Several studies have found prescription generics to be relatively more expensive in Canada than in other countries. The studies prompted the Bureau to conduct the generic drug sector study to examine the generic drug market and identify areas where changes in the market framework may secure greater benefits through competition.

In conducting the study, the Bureau relied on publicly available information, data purchased from data providers, and information voluntarily provided by sector participants. In July 2007, a preliminary draft of the study was circulated to key interest groups for fact-checking and to provide them with an opportunity to offer additional information.

Key findings in the study include the following:

  • Generic drugs are supplied through a unique and complex framework. Physicians prescribe medication to be taken by patients. In filling the prescription, pharmacies can supply any brand-name or generic drug product listed on formularies (or drug plan product lists) as interchangeable for the prescribed medication. Drugs are paid for by drug insurance plans or out-of-pocket by consumers. Government and private drug plans provide coverage for approximately 98% of all Canadians. Pharmacies are normally paid the invoice price.
  • Generic manufacturing has become more competitive over the past 15 years. It appears that strong competition exists in the supply of many generic drugs in Canada. The end of patent protection for a drug can now lead to supply within a short period of many interchangeable generic products.
  • In most provinces, an important way in which manufacturers compete to have their product stocked by pharmacies is by offering them rebates off invoice prices. Rebates provide incentive for pharmacies to select a particular manufacturer's product. It has not been possible to obtain detailed evidence regarding the size of these rebates.
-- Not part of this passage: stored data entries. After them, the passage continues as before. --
PR #4617, opened 2018-07-12
Put in a package-lock.json file

ianb:
Per [Bug 1475246](https://bugzilla.mozilla.org/show_bug.cgi?id=1475246), this is to keep our transitive dependencies locked


chenba:
CI is failing because NSP is reporting quite a number of new vulnerabilities.

ianb:
Why would it be reporting new vulnerabilities? This should be all the packages we normally install. Does nsp look at package-lock for what it should check? (I didn't think it did, I recall getting errors for packages that we didn't directly require)

6a68:
This doesn't make any sense. I tried manually removing the line from the .npmrc file, re-running npm install locally, then doing `./node_modules/.bin/nsp check -o summary`, with no vulnerabilities found.

chenba:
nsp looks at `package-lock.json` if that exists (in addition to `package.json`).  And there's no option to switch that off.  :-/

6a68:
I’m generating the package-lock locally (via npm install *after* removing the line from the .nsprc) and not seeing this error. Could someone else try?

chenba:
Argh, I tried it again.  First I got 13 vulnerabilities.  (15 was reported in the CircleCI run for those keeping scores.)  Then `(+) No known vulnerabilities found` consistently after. 😕

I'll run the tests again on CircleCI.

6a68:
@punamdahiya Try removing that line from your .npmrc, then re-running `npm install` to generate a package-lock file, and see if the reported vulnerabilities change

punamdahiya:
@6a68 tried deleting the entry in .npmrc and regenerating package-lock.json. It still complains about the above 2 vulnerabilities  because of base64URL version 2.0.0

chenba:
Not only I get a different number of vulnerabilities locally than CircleCI, but even the output format is different this time.

6a68:
Other than those things, this works OK for me (with a gigantic list of `npm audit` errors that we ignore, for now).

chenba:
Are the changes to `ajv`, `addons-linter`, and `svgo` in package.json intentional?   Otherwise it looks ready to be merged.

chenba:
Oh those are the results of npm audit fix.  👍

chenba:
Is this ready to be merged?

ianb:
I feel unclear why this does or doesn't pass checks now, but let's say it's ready to merge and go from there!

PR #4621, opened 2018-07-13
Fixes #4620 - Text tool vertical shift on confirm

### LINKED ISSUE #4620: [Annotations] Text shifts up slightly on confirm
Inside Texttool, slight shift is seen when text is rendered on canvas on hit of confirm. This is because y position used to fill text on canvas varies across platform due to difference in line-height.
For example for large  font-size 36p, line-height in windows - 41.5, unix - 43, mac- 36.5

punamdahiya:


punamdahiya:
@chenba Patch tries to adjust y position of rendering text on Canvas by computing difference between  line-height and font-size and trying to reduce shift by adding one-third of difference to y position.

This definitely tone down the shift in Windows and Mac. Please test with unix and review if with patch we have better UX. Thanks!

server/src/pages/shot/text-tool.js
```diff
@@ -155,8 +155,12 @@ exports.TextTool = class TextTool extends React.Component {
     }
     const styles = window.getComputedStyle(this.textInput.current);
     const FONT_SIZE = parseInt(styles["font-size"], 10);
+
+    // Due to line-height differences of how fonts are rendered across platforms
+    // adjust text y position to one-third of difference of line-height and font-size
+    const ADJUST_VERTICAL_SHIFT = (parseFloat(styles["line-height"]) - FONT_SIZE) / 3;
```
chenba: How did you arrive at `3` here?

PR #4649, opened 2018-07-16
Fixes #4643 - Focus text input on color change

### LINKED ISSUE #4643: [Annotations] The text caret wrongly disappears after the string color is changed
[Affected versions]:
- Nightly 63.0a1
- Dev Edition 62.0b7
- Release 61.0.1 Unbranded

[Affected Platforms]:
- All Windows
- All Mac
- All Linux

[Prerequisites]:
- Have a clean Firefox profile with the latest Firefox Screenshots v33.0.0dev installed.
- Have a saved shot link.

[Steps to reproduce]:
1. Open the Firefox browser with the profile from prerequisites and navigate to the saved shot link.
2. Click the "Edit this image" button and click the "Add text" button.
3. Click the "Color Picker" button and change the color.
4. Observe the behavior.

[Expected result]:
- The color is changed and the text caret is displayed in the text box.

[Actual result]:
- The color is changed but the text caret disappears from the text box.

[Notes]:
- This issue is not reproducible if you change the text size.
- Here is a screen recording with this issue:
ss - text caret dissapears

punamdahiya:


punamdahiya:
@chenba Adding back the focus on text input on color change, this behavior is consistent with text size change and helps user to identify where to type text especially when text input is empty and color picked has same background color as color on image

punamdahiya:
@chenba Yes it takes default behavior of focus which is right now beginning of the string. Without this fix cursor disappears on color change. My take showing cursor is better than hiding especially if there's no content in text input. 

For user who changes color after typing text, they can always click at desired location to move text caret till we find a better fix.

chenba:
I do like it for the empty input case.  Since the beginning of the input div can be outside of the shot, there's still a case where users can't see where the cursor is.

And I'd think majority of the time, users do not want to resume typing at the beginning of the input.  As you said, users can always click into the desired position.  But if they need to do that anyway, then this doesn't really fix much.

Public sources and information provided by parties interviewed for this study estimate these to be 40 per cent of the price the pharmacy is invoiced. Rebates are currently prohibited in two provinces, Ontario and Quebec. However, legislation adopted in Ontario in 2006, and under consideration in Quebec, allows generic drug manufacturers to provide professional allowances to pharmacies.
  • Competition by generic manufacturers to offer lower prices through rebates is not reflected in prices paid by either public or private plans, or out of pocket. Rather, until recently, prices paid for generic drugs across the country tended to reflect the maximum generic drug prices allowed under Ontario's drug plan. This changed in 2006 when Ontario reduced the maximum it would pay for generic drugs to 50% of the brand-name product price. These lower prices are not paid by private drug plans in Ontario, or drug plans in other provinces, although this pricing discipline is due to be adopted in Quebec in 2008.
  • Plans incorporate various policies, such as maximum generic prices and so-called ?most favoured nation? clauses, to reduce their generic drug costs. However, these policies provide limited incentive for manufacturers to compete by offering competitive generic prices to the plans.
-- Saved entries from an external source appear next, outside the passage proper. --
PR #4656, opened 2018-07-17
Wait to fetch image data a few times in Watchdog.

### LINKED ISSUE #4612: [Watchdog] Investigate Why dev Screenshots Server Is Not Sending Requests to dev Watchdog
Follow-up to #4606 
Followed by #4610

chenba:
Fixes #4612

### DIFF
--- a/server/src/watchdog.js
+++ b/server/src/watchdog.js
@@ -116,19 +116,20 @@ exports.submit = function(shot) {
   // image data. This is called for every shot saved, so let's keep it simple
   // and minimal.
 
+  const delay = function(waitInMs) {
+    return new Promise((resolve) => {
+      setTimeout(() => resolve(), waitInMs);
+    });
+  };
+
+  const getRawBytesPromise = function(timeToWait) {
+    return delay(timeToWait).then(() => Shot.getRawBytesForClip(imageId));
+  };
+
   const getImageRawBytes = function() {
     const MAX_ATTEMPTS = 3;
     const DELAY = 1000; // milliseconds
     let attemptCount = 1;
-
-    const delay = function(waitInMs) {
-      return new Promise((resolve) => {
-        setTimeout(() => resolve(), waitInMs);
-      });
-    };
-    const getRawBytesPromise = function(timeToWait) {
-      return delay(timeToWait).then(() => Shot.getRawBytesForClip(imageId));
-    };
 
     return new Promise((resolve, reject) => {
       const tryGetBytes = function() {
--- a/server/src/watchdog.js
+++ b/server/src/watchdog.js
@@ -107,14 +107,53 @@ exports.submit = function(shot) {
   const imageId = imageUrl.split("/").pop();
   const form = new FormData();
 
-  Shot.getRawBytesForClip(
-    imageId
-  ).then((obj) => {
-    if (obj === null) {
-      const err = new Error("Unable to fetch image for Watchdog submission.");
-      err.imageId = String(imageId);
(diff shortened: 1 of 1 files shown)


server/src/watchdog.js
```diff
@@ -107,14 +107,53 @@ exports.submit = function(shot) {
...
+      });
+    };
+    const getRawBytesPromise = function(timeToWait) {
+      return delay(timeToWait).then(() => Shot.getRawBytesForClip(imageId));
+    };
+
+    return new Promise((resolve, reject) => {
+      const tryGetBytes = function() {
+        getRawBytesPromise(DELAY).then(obj => {
+          if (obj === null) {
```
6a68: The beauty of Promise code is that it's not necessary to manually maintain a counter.

What if `getRawBytesPromise` just did something like:

```
// Three attempts with 1000 msec delay
getRawBytesPromise(1000)
  .then(bytes => { return bytes ? bytes : getRawBytesPromise(1000) })
  .then(bytes => { return bytes ? bytes : getRawBytesPromise(1000) })
  .then(bytes => { bytes ? resolve(bytes) : reject(new Error(...)) }
```

I think this approach would be simpler and more idiomatic.

server/src/watchdog.js
```diff
@@ -107,14 +107,53 @@ exports.submit = function(shot) {
...
+    const MAX_ATTEMPTS = 3;
+    const DELAY = 1000; // milliseconds
+    let attemptCount = 1;
+
+    const delay = function(waitInMs) {
+      return new Promise((resolve) => {
+        setTimeout(() => resolve(), waitInMs);
+      });
+    };
+    const getRawBytesPromise = function(timeToWait) {
```
6a68: Probably couldn't hurt to move `getRawBytesPromise` and the `delay` function out to top level, to avoid redeclaring them over and over.

server/src/watchdog.js
6a68: Er, sorry, I meant "what if `getImageRawBytes` did something like..."

chenba: I'd argue in this case the counter is not necessary because we call the function three times.  Promises don't have anything to do with it.  😃  It is easier to read though.

server/src/watchdog.js
chenba: hmmm I did that to minimize the scope of the functions.  I think it wouldn't hurt anything?  I'll move them up.

server/src/watchdog.js
chenba: Currently the code retries on the first two rejections from `Shot.getRawBytesForClip` and rejects with its Error on the third.  I don't think we can switch to the proposed promise chain without losing the original Error from `Shot.getRawBytesForClip`.  In order for `getRawBytesPromise` to return something falsey, it needs to ignore the rejections.

6a68: Sure, you could handle the rejection case any number of ways while still getting rid of the manual iteration counting code. We can chat about this tomorrow after standup :+1:

chenba: Sorry, I wasn't clear: I want to reject if it's `null` but retry two times if it's a rejection.  `Shot.getRawBytesForClip` returns null when a (not {deleted,blocked,expired}) image is not found in the DB, so that's not an AWS/S3 related issue.

chenba:
Pushed additional commits for ease of review.  For the promise chain approach, I added a flag for retrying on `Shot.getRawBytesForClip` rejection.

A regulatory and market framework where incentives to supply drug plans more closely reflect the underlying market dynamics could provide significant benefits to drug plans, and in turn to insurers, employers and Canadians.

The Competition Bureau will continue its work in the generic drug sector by examining possible options for obtaining the benefits from competition and the impediments to their adoption. Measures for accomplishing this goal may include, for example:

  • providing manufacturers with incentives to compete to be listed on plan formularies;
  • using competitive tendering processes to determine the products that can be dispensed by pharmacies;
  • monitoring of the net price paid by pharmacies for generic drugs to ensure the price paid by plans reflects competitive prices; and,
  • an increased role for private plans in obtaining lower prices for their customers.